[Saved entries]
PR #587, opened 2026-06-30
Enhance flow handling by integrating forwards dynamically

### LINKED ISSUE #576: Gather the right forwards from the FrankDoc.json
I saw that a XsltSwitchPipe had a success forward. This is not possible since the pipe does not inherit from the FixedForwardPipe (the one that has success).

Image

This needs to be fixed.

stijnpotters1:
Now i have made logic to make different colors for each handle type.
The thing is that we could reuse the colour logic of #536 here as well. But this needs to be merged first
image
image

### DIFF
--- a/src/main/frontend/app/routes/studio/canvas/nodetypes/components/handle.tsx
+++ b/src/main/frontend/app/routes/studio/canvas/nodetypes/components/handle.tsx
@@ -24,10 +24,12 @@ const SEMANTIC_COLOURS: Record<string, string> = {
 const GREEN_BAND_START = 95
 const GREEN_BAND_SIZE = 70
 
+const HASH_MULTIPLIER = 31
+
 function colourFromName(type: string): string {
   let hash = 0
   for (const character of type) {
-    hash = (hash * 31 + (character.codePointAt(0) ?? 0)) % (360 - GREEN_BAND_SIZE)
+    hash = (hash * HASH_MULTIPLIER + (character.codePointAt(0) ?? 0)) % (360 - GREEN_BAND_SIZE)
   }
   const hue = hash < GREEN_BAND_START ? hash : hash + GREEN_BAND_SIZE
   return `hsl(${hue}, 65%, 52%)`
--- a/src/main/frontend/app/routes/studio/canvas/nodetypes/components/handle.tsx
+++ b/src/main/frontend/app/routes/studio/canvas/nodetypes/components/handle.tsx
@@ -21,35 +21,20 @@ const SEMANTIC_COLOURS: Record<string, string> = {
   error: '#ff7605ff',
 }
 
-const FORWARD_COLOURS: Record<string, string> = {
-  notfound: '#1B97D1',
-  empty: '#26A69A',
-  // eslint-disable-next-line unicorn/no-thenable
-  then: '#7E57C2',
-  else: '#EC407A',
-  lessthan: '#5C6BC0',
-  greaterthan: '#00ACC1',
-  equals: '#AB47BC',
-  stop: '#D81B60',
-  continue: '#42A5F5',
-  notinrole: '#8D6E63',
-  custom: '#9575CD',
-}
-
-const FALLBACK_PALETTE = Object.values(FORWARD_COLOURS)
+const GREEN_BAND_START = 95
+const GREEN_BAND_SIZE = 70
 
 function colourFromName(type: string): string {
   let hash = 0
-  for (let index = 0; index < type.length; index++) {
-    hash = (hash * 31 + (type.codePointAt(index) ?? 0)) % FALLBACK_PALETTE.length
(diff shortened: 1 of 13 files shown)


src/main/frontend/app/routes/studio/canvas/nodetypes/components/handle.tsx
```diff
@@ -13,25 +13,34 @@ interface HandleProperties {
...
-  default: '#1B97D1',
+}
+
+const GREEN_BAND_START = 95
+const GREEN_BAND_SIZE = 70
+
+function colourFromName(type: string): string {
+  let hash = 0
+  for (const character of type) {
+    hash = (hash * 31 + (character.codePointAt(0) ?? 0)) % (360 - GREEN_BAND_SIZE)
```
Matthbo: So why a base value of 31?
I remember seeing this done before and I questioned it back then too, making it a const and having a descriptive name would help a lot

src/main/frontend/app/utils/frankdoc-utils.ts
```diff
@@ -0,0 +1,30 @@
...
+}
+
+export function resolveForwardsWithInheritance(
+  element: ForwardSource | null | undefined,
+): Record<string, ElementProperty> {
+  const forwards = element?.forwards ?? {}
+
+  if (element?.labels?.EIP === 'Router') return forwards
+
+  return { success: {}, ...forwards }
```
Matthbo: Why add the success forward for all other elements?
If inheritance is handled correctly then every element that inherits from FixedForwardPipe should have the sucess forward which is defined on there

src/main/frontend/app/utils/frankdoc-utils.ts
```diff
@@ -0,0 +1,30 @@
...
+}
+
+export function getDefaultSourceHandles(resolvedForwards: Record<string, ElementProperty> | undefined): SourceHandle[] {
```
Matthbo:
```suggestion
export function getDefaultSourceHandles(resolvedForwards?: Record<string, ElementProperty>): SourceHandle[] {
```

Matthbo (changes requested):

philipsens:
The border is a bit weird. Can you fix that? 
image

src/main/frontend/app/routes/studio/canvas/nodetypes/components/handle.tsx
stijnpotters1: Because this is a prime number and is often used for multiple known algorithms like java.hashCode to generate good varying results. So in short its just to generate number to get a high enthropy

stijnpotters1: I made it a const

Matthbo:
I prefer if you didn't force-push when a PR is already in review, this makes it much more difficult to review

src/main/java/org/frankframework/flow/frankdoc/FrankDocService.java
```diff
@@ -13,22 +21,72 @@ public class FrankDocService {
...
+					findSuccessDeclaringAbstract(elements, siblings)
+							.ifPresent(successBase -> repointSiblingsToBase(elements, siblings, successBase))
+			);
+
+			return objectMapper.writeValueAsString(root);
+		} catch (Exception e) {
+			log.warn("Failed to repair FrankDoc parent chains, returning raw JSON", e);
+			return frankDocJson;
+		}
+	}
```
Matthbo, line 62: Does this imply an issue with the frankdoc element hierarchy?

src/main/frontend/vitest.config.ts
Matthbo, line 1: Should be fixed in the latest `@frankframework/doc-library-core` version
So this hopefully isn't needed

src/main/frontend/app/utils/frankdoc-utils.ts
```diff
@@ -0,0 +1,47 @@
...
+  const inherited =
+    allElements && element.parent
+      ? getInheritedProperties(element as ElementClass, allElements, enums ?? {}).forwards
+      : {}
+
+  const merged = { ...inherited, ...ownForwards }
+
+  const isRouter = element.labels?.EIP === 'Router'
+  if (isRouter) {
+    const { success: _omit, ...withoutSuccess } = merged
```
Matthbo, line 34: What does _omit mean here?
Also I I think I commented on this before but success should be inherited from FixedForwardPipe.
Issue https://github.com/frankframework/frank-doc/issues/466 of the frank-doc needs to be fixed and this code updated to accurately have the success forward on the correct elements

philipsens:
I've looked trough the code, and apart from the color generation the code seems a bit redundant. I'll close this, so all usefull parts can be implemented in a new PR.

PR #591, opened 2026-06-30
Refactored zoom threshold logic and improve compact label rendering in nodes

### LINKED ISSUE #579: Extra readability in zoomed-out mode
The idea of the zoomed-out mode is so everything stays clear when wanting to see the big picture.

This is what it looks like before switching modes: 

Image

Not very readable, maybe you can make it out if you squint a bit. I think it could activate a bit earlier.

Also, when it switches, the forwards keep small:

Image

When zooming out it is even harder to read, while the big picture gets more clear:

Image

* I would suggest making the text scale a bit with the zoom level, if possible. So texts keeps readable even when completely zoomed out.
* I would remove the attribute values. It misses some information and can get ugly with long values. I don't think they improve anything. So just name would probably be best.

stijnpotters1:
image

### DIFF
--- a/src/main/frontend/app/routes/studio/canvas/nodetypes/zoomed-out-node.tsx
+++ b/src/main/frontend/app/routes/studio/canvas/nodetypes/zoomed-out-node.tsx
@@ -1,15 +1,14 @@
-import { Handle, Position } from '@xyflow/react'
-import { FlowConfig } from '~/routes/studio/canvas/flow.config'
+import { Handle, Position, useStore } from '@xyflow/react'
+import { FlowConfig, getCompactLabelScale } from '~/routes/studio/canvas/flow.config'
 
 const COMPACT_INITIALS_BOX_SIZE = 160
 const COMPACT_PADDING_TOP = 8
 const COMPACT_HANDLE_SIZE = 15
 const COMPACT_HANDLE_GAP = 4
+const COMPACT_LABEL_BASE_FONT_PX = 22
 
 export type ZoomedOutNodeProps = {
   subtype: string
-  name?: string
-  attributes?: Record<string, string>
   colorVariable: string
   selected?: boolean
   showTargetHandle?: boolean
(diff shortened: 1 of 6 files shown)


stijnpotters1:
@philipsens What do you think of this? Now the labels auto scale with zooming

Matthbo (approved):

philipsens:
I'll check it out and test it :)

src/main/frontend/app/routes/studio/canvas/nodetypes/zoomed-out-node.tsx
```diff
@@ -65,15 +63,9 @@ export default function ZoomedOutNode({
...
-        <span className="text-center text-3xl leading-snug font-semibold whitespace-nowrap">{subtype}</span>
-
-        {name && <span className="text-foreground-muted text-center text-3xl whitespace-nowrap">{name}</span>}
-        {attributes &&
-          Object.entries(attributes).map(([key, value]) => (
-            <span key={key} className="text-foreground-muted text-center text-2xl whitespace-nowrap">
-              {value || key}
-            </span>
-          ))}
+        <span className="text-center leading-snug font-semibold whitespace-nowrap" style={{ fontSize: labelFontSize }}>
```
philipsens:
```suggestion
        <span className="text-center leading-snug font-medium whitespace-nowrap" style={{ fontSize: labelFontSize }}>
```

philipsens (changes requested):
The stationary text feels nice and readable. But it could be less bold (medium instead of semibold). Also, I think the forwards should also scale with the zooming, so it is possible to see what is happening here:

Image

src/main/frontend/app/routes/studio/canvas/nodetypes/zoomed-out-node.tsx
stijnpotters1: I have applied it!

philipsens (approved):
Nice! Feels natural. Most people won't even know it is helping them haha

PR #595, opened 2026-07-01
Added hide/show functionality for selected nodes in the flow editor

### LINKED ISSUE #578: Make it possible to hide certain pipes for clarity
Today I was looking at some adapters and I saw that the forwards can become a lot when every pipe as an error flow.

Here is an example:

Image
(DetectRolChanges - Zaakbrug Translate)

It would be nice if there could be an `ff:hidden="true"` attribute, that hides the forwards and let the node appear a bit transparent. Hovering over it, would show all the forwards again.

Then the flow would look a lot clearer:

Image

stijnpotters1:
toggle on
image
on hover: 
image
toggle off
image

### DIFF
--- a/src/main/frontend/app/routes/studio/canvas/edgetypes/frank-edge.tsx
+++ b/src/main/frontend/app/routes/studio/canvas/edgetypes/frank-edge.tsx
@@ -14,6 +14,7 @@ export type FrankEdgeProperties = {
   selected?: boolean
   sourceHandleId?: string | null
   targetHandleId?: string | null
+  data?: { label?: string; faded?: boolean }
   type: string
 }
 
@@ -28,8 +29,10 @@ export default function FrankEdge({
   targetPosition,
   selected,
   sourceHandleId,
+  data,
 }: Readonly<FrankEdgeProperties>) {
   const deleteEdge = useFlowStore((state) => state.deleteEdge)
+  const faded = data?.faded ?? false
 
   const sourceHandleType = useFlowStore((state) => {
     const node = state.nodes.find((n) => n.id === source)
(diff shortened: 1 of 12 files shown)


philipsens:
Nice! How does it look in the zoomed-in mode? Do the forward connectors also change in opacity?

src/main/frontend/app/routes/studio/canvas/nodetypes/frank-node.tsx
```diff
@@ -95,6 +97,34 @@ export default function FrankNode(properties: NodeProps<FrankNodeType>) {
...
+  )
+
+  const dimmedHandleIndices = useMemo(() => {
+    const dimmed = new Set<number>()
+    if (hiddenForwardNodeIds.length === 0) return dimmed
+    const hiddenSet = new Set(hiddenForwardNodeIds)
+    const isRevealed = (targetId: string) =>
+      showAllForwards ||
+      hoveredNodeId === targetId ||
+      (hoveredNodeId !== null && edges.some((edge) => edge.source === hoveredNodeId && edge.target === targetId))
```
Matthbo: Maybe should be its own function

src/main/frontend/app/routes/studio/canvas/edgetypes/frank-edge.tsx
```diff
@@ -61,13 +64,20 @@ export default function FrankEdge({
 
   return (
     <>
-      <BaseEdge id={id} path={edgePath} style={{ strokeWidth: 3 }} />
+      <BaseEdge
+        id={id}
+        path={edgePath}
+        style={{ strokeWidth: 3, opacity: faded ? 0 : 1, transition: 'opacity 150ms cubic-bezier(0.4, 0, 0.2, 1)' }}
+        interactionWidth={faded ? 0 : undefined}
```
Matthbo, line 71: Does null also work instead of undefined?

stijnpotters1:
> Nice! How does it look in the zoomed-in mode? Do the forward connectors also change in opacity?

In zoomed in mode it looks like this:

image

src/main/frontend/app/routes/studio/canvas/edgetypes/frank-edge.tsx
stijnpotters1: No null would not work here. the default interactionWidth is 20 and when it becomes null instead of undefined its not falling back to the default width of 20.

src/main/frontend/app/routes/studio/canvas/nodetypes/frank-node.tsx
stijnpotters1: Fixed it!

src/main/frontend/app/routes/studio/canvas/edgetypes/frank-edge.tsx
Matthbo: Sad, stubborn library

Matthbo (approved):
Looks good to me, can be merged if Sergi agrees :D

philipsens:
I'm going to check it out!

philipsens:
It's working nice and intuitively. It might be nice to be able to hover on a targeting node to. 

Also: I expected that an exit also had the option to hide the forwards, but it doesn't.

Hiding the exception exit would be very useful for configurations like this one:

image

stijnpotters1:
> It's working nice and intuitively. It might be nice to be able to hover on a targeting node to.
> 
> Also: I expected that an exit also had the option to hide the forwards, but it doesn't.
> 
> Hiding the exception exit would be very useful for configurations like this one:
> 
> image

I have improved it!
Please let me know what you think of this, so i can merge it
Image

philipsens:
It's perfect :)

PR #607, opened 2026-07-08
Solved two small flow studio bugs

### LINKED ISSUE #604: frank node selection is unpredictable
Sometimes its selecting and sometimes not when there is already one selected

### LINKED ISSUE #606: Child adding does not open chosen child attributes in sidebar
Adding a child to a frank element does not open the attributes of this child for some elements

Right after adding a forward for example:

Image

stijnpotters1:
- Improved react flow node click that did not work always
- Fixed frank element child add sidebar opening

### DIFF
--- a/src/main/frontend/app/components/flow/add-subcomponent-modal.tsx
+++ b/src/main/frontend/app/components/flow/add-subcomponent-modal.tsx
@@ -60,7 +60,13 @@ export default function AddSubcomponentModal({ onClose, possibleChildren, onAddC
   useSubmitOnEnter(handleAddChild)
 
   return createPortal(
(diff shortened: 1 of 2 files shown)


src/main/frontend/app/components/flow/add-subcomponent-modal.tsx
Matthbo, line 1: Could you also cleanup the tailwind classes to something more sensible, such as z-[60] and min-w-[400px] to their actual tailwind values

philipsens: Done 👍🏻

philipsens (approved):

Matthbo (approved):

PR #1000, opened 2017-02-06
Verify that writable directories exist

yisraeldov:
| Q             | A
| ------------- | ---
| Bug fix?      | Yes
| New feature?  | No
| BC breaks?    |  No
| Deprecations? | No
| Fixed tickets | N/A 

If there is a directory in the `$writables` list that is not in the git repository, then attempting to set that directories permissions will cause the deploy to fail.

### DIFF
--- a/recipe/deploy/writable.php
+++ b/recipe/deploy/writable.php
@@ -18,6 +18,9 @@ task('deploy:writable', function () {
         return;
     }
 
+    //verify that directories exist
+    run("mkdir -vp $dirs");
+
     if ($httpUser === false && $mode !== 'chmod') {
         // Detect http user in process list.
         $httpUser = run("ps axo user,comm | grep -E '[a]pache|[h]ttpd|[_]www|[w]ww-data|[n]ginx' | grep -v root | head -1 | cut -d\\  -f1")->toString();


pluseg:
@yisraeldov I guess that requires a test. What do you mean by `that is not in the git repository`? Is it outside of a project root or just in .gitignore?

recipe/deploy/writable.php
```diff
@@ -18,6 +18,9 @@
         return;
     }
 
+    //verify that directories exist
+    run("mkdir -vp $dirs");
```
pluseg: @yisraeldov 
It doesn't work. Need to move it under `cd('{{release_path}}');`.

■ TASK REQUIREMENTS
Pick every line of the data that includes the string "frankframework".

■ EXPECTED OUTPUT
src/main/java/org/frankframework/flow/frankdoc/FrankDocService.java
Matthbo, line 1: Should be fixed in the latest `@frankframework/doc-library-core` version
Issue https://github.com/frankframework/frank-doc/issues/466 of the frank-doc needs to be fixed and this code updated to accurately have the success forward on the correct elements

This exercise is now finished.